DATA TO EXAMINE —
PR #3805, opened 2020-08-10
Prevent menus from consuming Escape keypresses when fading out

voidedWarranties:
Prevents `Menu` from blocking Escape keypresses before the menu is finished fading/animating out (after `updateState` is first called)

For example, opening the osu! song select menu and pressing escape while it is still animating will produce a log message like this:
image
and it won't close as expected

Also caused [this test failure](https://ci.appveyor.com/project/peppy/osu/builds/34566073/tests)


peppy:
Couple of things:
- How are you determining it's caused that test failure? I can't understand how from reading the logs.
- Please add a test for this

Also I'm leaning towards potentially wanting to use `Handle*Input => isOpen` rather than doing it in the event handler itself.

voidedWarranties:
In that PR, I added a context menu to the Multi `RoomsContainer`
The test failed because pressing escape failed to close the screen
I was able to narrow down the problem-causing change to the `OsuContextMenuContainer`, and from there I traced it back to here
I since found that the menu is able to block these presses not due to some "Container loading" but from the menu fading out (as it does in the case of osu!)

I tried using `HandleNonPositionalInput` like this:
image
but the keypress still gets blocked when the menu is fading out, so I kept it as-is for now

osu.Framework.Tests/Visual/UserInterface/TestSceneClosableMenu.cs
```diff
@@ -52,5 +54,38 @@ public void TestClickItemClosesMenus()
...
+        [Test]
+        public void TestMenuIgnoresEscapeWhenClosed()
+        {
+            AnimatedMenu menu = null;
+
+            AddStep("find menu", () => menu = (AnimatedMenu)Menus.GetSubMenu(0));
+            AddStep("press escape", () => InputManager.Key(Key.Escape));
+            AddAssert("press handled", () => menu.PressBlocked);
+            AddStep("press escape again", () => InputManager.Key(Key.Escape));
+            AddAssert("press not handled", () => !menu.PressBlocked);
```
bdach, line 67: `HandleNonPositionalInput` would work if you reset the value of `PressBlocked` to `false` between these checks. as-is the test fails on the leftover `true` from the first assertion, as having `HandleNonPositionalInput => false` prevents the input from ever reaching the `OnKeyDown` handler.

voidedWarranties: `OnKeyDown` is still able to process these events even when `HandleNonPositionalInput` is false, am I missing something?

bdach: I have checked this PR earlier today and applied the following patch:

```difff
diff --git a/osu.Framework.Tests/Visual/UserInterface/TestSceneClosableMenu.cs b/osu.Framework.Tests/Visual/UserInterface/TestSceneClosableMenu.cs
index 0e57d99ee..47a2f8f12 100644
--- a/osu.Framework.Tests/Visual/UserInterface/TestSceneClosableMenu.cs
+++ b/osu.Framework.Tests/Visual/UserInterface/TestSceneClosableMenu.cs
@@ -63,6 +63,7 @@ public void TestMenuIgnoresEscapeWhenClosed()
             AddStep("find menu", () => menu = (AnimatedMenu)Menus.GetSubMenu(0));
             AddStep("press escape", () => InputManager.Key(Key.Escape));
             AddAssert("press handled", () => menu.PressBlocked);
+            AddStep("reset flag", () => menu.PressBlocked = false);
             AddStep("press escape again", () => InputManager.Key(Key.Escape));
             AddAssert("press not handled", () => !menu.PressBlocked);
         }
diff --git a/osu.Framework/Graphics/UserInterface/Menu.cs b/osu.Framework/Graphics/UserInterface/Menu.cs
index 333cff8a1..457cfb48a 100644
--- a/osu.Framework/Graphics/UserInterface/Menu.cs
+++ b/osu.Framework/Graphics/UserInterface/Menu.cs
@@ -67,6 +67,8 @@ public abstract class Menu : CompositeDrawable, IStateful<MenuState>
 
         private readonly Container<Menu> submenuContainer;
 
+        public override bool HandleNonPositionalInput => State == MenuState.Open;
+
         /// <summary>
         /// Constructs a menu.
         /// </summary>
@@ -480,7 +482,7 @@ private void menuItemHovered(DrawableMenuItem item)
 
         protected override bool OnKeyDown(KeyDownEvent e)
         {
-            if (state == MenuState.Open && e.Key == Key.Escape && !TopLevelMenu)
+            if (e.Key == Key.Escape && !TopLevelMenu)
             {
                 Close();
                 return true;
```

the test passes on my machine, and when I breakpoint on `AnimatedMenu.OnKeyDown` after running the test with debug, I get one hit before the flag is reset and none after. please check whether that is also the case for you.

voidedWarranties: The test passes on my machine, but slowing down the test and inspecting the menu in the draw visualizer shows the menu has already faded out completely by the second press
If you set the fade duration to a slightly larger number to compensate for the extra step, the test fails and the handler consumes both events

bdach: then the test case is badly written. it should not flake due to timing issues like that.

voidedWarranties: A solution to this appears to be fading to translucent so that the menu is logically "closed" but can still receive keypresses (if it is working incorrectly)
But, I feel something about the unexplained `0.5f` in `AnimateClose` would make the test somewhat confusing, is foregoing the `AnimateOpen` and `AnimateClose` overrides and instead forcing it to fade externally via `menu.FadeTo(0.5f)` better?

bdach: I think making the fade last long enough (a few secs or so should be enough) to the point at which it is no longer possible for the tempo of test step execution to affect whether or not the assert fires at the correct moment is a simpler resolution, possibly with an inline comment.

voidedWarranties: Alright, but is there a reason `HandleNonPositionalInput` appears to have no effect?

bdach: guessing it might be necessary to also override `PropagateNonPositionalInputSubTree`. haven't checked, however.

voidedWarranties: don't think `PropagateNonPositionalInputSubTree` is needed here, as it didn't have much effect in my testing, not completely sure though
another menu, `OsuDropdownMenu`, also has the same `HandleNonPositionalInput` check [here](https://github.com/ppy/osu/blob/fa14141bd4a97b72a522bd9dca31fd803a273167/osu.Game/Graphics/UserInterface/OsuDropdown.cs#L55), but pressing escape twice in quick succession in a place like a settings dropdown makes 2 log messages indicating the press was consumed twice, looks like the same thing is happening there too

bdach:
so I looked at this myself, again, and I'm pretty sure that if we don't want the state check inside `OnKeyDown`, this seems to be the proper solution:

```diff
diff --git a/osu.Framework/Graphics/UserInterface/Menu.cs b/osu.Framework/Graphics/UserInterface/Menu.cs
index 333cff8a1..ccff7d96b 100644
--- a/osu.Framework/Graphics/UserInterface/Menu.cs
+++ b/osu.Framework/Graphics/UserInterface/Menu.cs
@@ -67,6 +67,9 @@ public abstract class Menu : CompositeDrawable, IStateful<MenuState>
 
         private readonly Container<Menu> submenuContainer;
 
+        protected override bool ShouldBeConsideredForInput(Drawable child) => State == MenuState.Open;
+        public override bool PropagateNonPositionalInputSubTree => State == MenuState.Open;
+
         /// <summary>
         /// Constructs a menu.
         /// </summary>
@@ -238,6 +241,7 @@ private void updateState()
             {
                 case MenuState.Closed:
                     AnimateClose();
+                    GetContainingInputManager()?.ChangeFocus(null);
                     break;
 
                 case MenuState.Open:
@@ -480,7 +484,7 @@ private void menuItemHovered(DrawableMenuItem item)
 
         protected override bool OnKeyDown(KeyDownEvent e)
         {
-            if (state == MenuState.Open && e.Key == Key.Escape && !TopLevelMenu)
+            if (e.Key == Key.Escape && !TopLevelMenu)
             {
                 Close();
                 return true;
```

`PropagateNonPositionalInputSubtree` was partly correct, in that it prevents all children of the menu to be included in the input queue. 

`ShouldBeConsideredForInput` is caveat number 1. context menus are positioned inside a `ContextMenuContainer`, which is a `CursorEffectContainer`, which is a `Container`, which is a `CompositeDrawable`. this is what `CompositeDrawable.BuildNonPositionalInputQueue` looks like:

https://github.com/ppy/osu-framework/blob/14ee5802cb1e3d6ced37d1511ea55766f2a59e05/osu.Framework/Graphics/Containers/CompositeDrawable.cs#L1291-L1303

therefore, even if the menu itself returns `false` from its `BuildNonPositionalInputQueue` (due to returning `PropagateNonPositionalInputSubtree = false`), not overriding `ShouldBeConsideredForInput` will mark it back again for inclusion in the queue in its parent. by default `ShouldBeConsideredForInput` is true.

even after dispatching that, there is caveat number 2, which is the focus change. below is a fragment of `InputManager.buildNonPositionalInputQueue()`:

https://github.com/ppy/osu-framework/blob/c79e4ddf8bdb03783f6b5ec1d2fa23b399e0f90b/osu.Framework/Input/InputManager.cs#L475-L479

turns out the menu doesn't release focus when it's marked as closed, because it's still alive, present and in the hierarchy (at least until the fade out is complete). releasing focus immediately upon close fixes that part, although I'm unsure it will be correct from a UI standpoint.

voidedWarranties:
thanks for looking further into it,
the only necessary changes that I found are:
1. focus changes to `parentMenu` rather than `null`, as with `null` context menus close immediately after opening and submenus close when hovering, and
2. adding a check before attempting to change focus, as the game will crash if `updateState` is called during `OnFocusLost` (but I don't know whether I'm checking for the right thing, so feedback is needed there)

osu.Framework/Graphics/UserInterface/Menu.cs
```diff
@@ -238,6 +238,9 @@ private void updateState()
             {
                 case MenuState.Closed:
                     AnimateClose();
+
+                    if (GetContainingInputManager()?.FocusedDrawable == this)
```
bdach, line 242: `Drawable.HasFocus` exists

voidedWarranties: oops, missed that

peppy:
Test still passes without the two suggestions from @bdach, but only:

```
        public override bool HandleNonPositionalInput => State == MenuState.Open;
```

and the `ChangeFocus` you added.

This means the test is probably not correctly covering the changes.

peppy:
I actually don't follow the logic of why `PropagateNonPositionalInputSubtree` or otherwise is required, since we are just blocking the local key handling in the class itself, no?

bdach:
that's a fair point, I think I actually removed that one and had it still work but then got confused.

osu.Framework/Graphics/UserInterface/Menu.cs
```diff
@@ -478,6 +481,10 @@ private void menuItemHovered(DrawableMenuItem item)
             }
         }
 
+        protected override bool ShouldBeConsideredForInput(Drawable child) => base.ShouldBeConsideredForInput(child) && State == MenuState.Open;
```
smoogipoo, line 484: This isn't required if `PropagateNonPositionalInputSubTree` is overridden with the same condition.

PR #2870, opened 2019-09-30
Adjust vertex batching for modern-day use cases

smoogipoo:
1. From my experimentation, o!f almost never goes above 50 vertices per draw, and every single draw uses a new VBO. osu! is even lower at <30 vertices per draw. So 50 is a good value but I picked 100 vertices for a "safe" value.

WHAT TO DO — Look through the material and copy each line that has "find".

ANSWER TO THIS EXERCISE —
+            AddStep("find menu", () => menu = (AnimatedMenu)Menus.GetSubMenu(0));
             AddStep("find menu", () => menu = (AnimatedMenu)Menus.GetSubMenu(0));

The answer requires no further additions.